Last reviewed: June 1, 2009 ~5 min read

Economic History

In economic terms, globalization is the process of increasing economic integration between countries, leading to the emergence of a global marketplace or a single world market. Many had hoped that globalization would lead to conditional convergence for developing countries as they grew faster, that is, conditional on their faster rate of factor accumulation. However, Lant Pritchett (1997) in Divergence, big time argues that there has instead been divergence in relative productivity levels and livings standards between developed and developing countries from 1870 to 1990. While there are some issues with Pritchett's analysis, it appears that developed and developing countries are not equally enjoying the intended benefits of comparative advantage

Pritchett finds that, between 1870 and 1985, the ratio of incomes in the richest and poorest countries increased six fold, the standard deviation of per capita incomes increased by between 60 and 100%, and the average income gap between the richest and poorest countries grew almost nine fold (from $1,500 to over $12,000). In contrast, there is strong convergence in per capita incomes for developed countries, although not at a uniform rate, over time. Since 1870, there has been no obvious acceleration in their growth rates; the average growth rate of the 17 developed countries between 1980 and 1994 is almost the same as that between 1870 and 1960. Hence, developing countries were not outpaced; they simply could never catch up to their developed counterparts.

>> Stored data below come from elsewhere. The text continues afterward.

PR #2069, opened 2024-06-14
Break out module_dm external subroutines into separate files

islas:
TYPE: enhancement

KEYWORDS: intel, compilation, llvm, memory

SOURCE: internal

DESCRIPTION OF CHANGES:
Problem:
The Intel oneAPI compilers (and others like nvhpc) struggle with some of the larger (15k+ lines of code) files within WRF. This causes intense memory usage that is not often available to the average user not in a resource-rich environment. This often limits compilation to single threaded if even possible or to a dedicated environment with enough memory if available. If neither of those is available to a user, they will be unable to use these configurations entirely.

Solution:
This PR focuses on the `module_dm` sections of code to reduce its individual file size to manageable levels. This and its helper subroutines are instead broken out into many smaller files. 

TESTS CONDUCTED: 
Attached to this PR are plots of the respective effects of theses changes. Changes were tested with intel and gcc compilers, but only intel memory usage is shown as it exacerbates the memory usage issue.


islas:
Highlighted is the region during compilation which memory usage spikes that this PR addresses (`module_dm`) before these changes take place :
pre_module_dm

This usage is then dropped when using this PR's edits, splitting across multiple other files :
post_module_dm_split

Zooming in we can now see the external subroutines originally in `module_dm` comprise a number of smaller compilation units :
post_module_dm_split_zoom

weiwangncar:
The regression test results:

    Failed Simulations are: 
    None
    None

weiwangncar:
I tested code before and after this PR, and model produces identical results in my test. Also with 4 processors, the compile time is about 12 minutes!

mgduda (commented):
I haven't yet done any nested runs to test these changes. The only potential issue that I can see so far is related to the use of `.F90` suffixes for files that are compiled based on rules in `configure.wrf`. Specifically, `configure.wrf` has a rule for turning `.F90` files into `.o` files: https://github.com/wrf-model/WRF/blob/v4.6.0/arch/postamble#L206-L212 . For case-insensitive filesystems, the intermediate `.f90` files could be problematic, and so it may be better to use `.F` as the suffix for the new `feedback_domain_em_part1.F90`, etc. files.
Note that other `.F90` files in RSL_LITE (e.g., `f_xpose.F90`) are compiled with RSL_LITE's rules that don't generate intermediate `.f90` files.

mgduda (dismissed):

mgduda:
After cleaning the build, it looks like the following processed source files aren't being removed:
```
	external/RSL_LITE/feedback_domain_em_part1.f90
	external/RSL_LITE/feedback_domain_em_part2.f90
	external/RSL_LITE/force_domain_em_part2.f90
	external/RSL_LITE/interp_domain_em_part1.f90
	external/RSL_LITE/interp_domain_em_part2.f90
	external/RSL_LITE/interp_domain_em_part3.f90
	external/RSL_LITE/interp_domain_em_small.f90
```

islas:
I removed the `*.f90` clean addition in the external/RSL_LITE/makefile, especially as I don't know if on case insensitive systems it would remove actual source files like external/RSL_LITE/f_pack.F90. I think adding back something like `*domain_em*.f90` would suffice but look odd inside the `clean` command

mgduda (approved):

weiwangncar (approved):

Although Pritchett's analysis is compelling, this author does acknowledge shortcomings of the historical analysis. Most notably, analysis of long-run convergence or divergence is hindered by the lack of reliable historical estimates of per capita income for poor countries. To compensate, the author makes certain assumptions regarding the least possible levels of incomes in the developing countries. Further, Pritchett states that,

"Defining the set of countries as those that are the richest now almost guarantees the finding of historical convergence, as either countries are rich now and were rich historically, in which case they all have had roughly the same growth rate (like nearly all of Europe) or countries are rich now and were poor historically (like Japan) and hence grew faster and show convergence."

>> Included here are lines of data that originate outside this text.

PR #2070, opened 2024-06-14
Breakout deallocation calls into simpler smaller files

islas:
TYPE: enhancement

KEYWORDS: intel, compilation, llvm, memory

SOURCE: internal

DESCRIPTION OF CHANGES:
Problem:
The Intel oneAPI compilers (and others like nvhpc) struggle with some of the larger (15k+ lines of code) files within WRF. This causes intense memory usage that is not often available to the average user not in a resource-rich environment. This often limits compilation to single threaded if even possible or to a dedicated environment with enough memory if available. If neither of those is available to a user, they will be unable to use these configurations entirely.

Solution:
This PR focuses on the `deallocs.inc` sections of code used in `module_domain` to reduce the include size to manageable levels. The include is instead broken out into many smaller files as external subroutines. The files are fully generated source code from the registry, with the calls to the subroutines also being generated as well. This also makes it relatively easy to change the number of files generated from a source code perspective. Build rules would need to be modified accordingly as seen in these changes.

TESTS CONDUCTED: 
Attached to this PR are plots of the respective effects of theses changes. Changes were tested with intel and gcc compilers, but only intel memory usage is shown as it exacerbates the memory usage issue.


islas:
Highlighted is the region during compilation which memory usage spikes that this PR addresses (`module_domain`) before these changes take place :
pre_module_domain

This usage is then dropped when using this PR's edits :
post_module_domain_dealloc_split

Zooming in we can now see that deallocs_ comprise a number of smaller compilation units :
post_module_domain_dealloc_split_zoom

weiwangncar:
@islas This is so cool! Thanks for working on this! Does this affect compile time in any way?

islas:
It only affects compile times as number of threads go up. For typical compilation with `-j 4` things stay more or less the same. For `-j 12` as an example there is a decent improvement, and I suspect we would see a similar trend across most compilers if you're able to use that many threads.

### Using gfortran/gcc 34/MPI-enabled with ALL PR changes (#2070, #2069, #2068)
|Command    | Category |              Before     |   After|
|---|---|---|---|
|time ./compile em_real -j 4|||
||                              real |   7m41.110s  |   7m55.655s   |
||                              user |   15m22.460s |   16m45.250s  |
||                              sys  |   0m28.922s  |   0m31.553s   |
|time ./compile_new -j 4|||
||                              real |   5m19.380s  |   5m21.952s   |
||                              user |   14m44.306s |   16m16.393s  |
||                              sys  |   0m26.598s  |   0m31.263s   |
|time ./compile em_real -j 12|||
||                              real |   7m22.949s  |   6m36.738s   |
||                              user |   20m49.918s |   19m31.420s  |
||                              sys  |   0m42.890s  |   0m39.320s   |
|time ./compile_new -j 12|||
||                              real |   4m25.744s  |   3m41.141s   |
||                              user |   20m33.427s |   22m43.411s  |
||                              sys  |   0m36.085s  |   0m41.981s   |

weiwangncar:
I tested code before and after this PR, and model produces identical results in my test. Also with 4 processors, the compile time is about 12 minutes!

weiwangncar:
The regression test results:

    Failed Simulations are: 
    None
    None

weiwangncar (approved):

tools/gen_allocs.c
```diff
@@ -589,30 +589,97 @@ gen_dealloc1 ( char * dirname )
...
   if ((fp = fopen( fname , "w" )) == NULL ) return(1) ;
   print_warning(fp,fname) ;
-  gen_dealloc2( fp , "grid%", &Domain ) ;
+
+  fprintf(
+          fp,
+          "INTERFACE\n"
+          );
+  if ( dirname == NULL ) return(1) ;
+  for ( ; idx < numFiles; idx++ )
```
mgduda, line 609: Would it be better to initialize `idx = 0` here rather than to assume that no preceding code has modified `idx` since it was initialized at declaration?

tools/gen_allocs.c
```diff
@@ -589,30 +589,97 @@ gen_dealloc1 ( char * dirname )
...
+  {
+    if ( strlen(dirname) > 0 ) { sprintf(fname,"%s/%s%d.F90",dirname,filename_prefix,idx) ; }
```
mgduda, line 611: Will using `F90` suffixes here lead to problems on systems without case-sensitive filesystems? Do the generated `*.F90` files ever get turned into `*.f90` files?

mgduda (changes requested):

tools/gen_allocs.c
islas: These would rely on implicit `.o : .F90` rules, such as the one that was added for the DA build. 

It seems like the problem, as noted in #2057, is usually from clobbering the original source files. As these are auto-generated from the registry overwriting them should not be an issue.

tools/gen_allocs.c
```diff
@@ -589,30 +589,97 @@ gen_dealloc1 ( char * dirname )
   FILE * fp ;
   char  fname[NAMELEN] ;
   char * fn = "deallocs.inc" ;
+  // Open array of deallocs_[n].inc
+  int   numFiles = 12;
+  int    idx      = 0;
+  FILE * fpSub; 
+  char * filename_prefix = "deallocs_" ;
```
mgduda, line 596: It might be nice to use consistent whitespace here between the variable type, variable name, `=` character, and trailing semicolon.

mgduda (changes requested):
Just a minor request to tidy up some whitespace; otherwise, this looks good to me.

weiwangncar (approved):

weiwangncar (approved):

mgduda:
@islas Should we add the generated `inc/deallocs_*.F` files to a `.gitignore` file? Otherwise, these show up as untracked files after building. (Note, too, that we should do the same for the `inc/allocs_*.F` files.)

islas:
I see that there is a `.gitignore` in `inc/`, would `*.F` be better, or maybe just 
```
deallocs_*.F
allocs_*.F
```
to the `inc/.gitignore`?

mgduda:
> I see that there is a `.gitignore` in `inc/`, would `*.F` be better, or maybe just
> 
> ```
> deallocs_*.F
> allocs_*.F
> ```
> 
> to the `inc/.gitignore`?

I think being as restrictive as possible would be good, so I'd favor
```
allocs_*.F
deallocs_*.F
```

mgduda (approved):

weiwangncar (approved):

For example, Pritchett admits that the sample of developed countries does not include countries such as Argentina or India which are countries that tend to find convergence.

There are other limitations of Pritchett's article which the author does not mention. The 1997 timing of Pritchett's article as well as the cut off date for data analysis, 1990, limits inclusion of a recent decade which experienced rapid globalization with countries such as India and China experiencing tremendous growth. Some may argue for various reasons beyond this scope of this paper that this period is more indicative of true globalization and its effects. Further, while inequality may have increased, on average, within countries, inequality measured across all the people of the world, may actually be falling. Pritchett does not address this issue. In addition, Pritchett provides no explanation of why globalization is not rendering conditional occurrence a reality. This would have been useful for supporting the author's conclusion that divergent polices are needed to address the unique needs of specific countries.

The most noted international trade theories that support the concept of globalization and conditional convergence are the laws of comparative advantage and absolute advantage. Comparative advantage states that mutually beneficial exchange is possible whenever relative production costs differ prior to trade (Comparative advantage and absolute advantage). According to this source, nations gain by producing goods at relatively low costs and exchanging their outputs for different goods produced by others at relatively low cost. Thus, all potential trading partners can gain enormously through appropriate specialization and exchange. A country has an absolute advantage in producing a good if production of the good absorbs fewer resources than are required in other countries or by other individuals or firms (Comparative advantage and absolute advantage).